Copy each line below containing "OHIFCornerstoneViewport".
── Information provided ──
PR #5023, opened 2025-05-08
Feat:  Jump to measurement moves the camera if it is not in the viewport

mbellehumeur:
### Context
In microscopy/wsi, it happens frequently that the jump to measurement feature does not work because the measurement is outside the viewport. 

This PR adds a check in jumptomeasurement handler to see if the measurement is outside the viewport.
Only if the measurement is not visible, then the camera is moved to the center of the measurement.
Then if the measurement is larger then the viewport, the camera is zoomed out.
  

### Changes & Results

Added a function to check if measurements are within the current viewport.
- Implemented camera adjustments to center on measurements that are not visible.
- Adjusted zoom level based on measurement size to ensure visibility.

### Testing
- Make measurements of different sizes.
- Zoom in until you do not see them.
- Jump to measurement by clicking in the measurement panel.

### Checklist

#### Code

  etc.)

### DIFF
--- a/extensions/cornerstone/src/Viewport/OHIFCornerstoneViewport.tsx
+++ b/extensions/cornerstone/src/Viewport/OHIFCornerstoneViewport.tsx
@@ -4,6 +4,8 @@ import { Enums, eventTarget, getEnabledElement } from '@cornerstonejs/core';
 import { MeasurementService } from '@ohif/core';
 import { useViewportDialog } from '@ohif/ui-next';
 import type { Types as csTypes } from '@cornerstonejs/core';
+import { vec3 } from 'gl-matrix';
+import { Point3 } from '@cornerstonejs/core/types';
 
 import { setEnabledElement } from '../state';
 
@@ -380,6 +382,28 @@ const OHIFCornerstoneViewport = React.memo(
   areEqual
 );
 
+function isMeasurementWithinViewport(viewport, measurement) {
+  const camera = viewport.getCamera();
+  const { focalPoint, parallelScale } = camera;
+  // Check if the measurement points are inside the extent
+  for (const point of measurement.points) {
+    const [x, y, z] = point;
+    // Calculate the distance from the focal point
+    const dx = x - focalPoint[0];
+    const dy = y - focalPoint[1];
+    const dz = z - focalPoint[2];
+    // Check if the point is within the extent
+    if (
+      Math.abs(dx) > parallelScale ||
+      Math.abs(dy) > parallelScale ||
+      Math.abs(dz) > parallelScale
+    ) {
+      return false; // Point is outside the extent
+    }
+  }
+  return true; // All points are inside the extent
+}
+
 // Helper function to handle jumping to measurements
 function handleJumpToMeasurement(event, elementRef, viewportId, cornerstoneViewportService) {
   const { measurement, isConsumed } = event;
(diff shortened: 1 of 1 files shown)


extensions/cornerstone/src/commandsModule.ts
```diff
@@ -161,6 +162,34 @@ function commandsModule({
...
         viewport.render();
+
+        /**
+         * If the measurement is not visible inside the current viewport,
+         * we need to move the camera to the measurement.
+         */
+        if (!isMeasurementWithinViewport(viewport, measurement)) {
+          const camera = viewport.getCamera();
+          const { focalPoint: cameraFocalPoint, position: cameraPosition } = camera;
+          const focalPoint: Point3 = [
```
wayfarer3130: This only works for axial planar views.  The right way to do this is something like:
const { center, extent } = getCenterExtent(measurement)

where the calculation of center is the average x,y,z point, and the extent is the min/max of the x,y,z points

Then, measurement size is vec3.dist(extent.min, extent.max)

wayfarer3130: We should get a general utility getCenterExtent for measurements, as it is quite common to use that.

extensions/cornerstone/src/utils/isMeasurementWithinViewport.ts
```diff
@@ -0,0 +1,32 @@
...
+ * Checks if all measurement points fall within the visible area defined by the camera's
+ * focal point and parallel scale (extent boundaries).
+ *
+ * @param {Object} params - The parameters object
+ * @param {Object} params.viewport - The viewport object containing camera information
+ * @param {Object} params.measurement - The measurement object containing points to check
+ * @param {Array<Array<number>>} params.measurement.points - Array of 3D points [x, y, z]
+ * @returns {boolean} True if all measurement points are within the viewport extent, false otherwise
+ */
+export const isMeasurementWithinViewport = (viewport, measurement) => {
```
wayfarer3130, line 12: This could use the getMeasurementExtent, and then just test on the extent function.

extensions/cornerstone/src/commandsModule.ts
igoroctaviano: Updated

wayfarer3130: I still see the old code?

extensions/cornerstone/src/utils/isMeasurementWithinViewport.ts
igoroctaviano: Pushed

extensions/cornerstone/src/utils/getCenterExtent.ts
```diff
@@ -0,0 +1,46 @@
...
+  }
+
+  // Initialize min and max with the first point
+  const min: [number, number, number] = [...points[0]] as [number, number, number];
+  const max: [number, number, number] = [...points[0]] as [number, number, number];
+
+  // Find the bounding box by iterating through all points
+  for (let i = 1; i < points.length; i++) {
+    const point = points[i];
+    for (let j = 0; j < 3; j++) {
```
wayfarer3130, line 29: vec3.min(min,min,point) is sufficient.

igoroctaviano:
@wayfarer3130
───
**The completed task**
--- a/extensions/cornerstone/src/Viewport/OHIFCornerstoneViewport.tsx
+++ b/extensions/cornerstone/src/Viewport/OHIFCornerstoneViewport.tsx
@@ -380,6 +382,28 @@ const OHIFCornerstoneViewport = React.memo(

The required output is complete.